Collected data
========================================

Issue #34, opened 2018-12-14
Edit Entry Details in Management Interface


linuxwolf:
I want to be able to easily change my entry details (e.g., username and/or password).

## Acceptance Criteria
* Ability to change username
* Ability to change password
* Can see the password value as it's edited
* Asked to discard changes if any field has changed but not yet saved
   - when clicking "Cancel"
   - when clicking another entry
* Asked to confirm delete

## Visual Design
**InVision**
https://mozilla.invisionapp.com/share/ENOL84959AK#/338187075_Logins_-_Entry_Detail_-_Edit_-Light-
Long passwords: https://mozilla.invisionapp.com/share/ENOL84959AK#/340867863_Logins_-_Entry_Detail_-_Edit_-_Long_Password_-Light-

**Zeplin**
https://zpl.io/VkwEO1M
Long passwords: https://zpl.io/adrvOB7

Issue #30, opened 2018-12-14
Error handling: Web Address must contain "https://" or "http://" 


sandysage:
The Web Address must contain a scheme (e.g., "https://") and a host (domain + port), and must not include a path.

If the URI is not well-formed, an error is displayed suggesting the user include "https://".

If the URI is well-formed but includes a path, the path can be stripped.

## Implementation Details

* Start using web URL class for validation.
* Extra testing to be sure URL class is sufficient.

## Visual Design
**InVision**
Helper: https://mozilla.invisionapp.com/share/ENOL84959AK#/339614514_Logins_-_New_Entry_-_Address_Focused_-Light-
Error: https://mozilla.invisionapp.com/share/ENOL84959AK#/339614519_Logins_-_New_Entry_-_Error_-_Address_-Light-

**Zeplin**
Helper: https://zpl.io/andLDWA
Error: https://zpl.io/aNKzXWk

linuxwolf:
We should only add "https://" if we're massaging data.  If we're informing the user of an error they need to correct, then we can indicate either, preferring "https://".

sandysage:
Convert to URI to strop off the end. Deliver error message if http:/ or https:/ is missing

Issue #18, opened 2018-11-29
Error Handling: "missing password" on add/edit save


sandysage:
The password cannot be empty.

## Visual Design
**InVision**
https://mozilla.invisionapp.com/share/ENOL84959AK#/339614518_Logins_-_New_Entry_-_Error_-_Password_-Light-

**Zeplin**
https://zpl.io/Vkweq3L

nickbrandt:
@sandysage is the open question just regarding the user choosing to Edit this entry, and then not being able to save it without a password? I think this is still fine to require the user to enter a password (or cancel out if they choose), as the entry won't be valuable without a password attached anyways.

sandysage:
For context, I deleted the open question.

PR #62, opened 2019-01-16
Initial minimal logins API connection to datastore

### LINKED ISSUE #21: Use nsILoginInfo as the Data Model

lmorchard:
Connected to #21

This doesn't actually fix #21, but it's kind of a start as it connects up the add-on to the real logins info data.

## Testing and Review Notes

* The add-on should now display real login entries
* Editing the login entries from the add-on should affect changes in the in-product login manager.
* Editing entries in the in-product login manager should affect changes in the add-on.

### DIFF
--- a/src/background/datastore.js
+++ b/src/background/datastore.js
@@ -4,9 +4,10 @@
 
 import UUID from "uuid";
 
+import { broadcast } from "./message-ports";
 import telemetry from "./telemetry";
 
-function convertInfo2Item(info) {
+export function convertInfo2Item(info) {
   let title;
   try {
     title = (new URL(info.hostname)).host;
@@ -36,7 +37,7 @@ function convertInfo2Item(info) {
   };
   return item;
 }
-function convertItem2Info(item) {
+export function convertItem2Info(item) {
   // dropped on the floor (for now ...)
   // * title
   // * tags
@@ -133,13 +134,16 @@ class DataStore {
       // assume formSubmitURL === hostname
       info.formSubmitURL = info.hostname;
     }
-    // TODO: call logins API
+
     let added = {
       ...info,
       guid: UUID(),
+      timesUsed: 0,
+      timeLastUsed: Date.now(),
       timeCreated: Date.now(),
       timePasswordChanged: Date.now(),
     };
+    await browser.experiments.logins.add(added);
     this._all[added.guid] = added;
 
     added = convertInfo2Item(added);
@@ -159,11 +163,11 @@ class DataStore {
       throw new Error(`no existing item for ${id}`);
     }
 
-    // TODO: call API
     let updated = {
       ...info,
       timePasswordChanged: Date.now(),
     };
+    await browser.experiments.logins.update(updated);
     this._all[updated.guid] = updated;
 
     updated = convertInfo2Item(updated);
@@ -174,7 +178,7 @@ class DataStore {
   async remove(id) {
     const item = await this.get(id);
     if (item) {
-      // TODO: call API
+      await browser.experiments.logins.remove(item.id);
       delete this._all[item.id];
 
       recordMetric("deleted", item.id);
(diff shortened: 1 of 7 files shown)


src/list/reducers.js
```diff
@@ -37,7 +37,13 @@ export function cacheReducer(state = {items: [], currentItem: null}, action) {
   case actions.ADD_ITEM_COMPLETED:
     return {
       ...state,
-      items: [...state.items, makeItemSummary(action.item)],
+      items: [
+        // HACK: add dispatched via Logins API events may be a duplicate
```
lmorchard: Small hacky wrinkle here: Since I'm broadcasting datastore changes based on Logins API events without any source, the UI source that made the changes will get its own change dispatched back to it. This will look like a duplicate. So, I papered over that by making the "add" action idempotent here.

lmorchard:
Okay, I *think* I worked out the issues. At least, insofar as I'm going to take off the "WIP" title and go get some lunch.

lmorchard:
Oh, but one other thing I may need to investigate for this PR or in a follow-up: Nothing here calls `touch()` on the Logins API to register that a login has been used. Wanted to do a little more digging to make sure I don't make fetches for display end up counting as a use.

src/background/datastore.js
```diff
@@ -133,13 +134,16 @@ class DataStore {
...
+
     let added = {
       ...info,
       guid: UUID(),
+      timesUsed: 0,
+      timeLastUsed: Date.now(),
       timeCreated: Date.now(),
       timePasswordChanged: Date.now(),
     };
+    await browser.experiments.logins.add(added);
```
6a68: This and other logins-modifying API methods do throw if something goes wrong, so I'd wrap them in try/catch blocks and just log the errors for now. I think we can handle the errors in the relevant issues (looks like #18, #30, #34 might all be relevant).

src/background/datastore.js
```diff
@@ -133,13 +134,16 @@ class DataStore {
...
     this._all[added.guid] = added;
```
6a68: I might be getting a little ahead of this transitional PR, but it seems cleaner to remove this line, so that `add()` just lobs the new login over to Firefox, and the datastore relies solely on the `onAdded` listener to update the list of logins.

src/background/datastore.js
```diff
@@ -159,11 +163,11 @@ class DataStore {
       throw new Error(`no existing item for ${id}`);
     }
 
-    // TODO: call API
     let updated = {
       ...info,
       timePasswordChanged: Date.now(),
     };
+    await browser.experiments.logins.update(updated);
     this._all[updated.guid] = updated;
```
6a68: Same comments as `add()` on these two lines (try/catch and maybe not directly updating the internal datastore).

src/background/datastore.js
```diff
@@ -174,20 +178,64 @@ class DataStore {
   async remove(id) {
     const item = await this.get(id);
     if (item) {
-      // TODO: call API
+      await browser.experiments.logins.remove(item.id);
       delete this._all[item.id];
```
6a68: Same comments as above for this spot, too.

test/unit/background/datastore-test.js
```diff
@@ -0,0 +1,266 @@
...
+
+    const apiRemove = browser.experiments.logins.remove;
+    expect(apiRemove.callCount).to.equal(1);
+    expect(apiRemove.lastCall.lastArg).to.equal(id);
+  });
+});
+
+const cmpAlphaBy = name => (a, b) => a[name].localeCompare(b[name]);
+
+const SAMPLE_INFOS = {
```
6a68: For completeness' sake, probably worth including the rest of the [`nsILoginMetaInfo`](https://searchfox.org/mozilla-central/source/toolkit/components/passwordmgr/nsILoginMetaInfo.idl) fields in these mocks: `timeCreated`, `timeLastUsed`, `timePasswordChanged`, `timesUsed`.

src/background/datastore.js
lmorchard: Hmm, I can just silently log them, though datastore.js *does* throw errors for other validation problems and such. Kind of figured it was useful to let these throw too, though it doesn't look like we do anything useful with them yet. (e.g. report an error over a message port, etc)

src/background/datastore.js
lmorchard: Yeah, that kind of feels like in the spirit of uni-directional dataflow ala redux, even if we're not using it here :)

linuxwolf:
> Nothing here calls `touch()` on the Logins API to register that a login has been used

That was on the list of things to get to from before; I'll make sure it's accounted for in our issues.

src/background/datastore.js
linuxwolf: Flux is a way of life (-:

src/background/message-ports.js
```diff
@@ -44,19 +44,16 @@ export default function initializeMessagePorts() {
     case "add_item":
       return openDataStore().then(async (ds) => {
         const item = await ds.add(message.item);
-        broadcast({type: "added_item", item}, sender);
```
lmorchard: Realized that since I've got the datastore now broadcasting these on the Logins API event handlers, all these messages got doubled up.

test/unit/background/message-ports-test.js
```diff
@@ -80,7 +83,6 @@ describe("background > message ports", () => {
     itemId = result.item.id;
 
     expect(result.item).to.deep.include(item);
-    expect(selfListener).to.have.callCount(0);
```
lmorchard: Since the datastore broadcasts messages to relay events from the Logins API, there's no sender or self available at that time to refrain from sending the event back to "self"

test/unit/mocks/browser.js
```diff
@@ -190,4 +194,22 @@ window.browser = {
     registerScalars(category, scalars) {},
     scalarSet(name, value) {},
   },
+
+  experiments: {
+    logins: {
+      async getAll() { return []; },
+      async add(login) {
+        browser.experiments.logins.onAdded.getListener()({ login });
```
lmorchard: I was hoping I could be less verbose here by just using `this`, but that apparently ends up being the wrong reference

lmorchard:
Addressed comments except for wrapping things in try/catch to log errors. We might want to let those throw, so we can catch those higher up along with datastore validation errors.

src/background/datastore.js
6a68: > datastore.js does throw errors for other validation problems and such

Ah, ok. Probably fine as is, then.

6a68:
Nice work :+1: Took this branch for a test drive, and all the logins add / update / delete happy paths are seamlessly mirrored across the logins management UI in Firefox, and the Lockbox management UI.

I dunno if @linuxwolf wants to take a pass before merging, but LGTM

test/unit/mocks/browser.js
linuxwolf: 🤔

========================================

* What is needed:
The response must contain each line above that holds the string "take".

* Written response:
Okay, I *think* I worked out the issues. At least, insofar as I'm going to take off the "WIP" title and go get some lunch.
I dunno if @linuxwolf wants to take a pass before merging, but LGTM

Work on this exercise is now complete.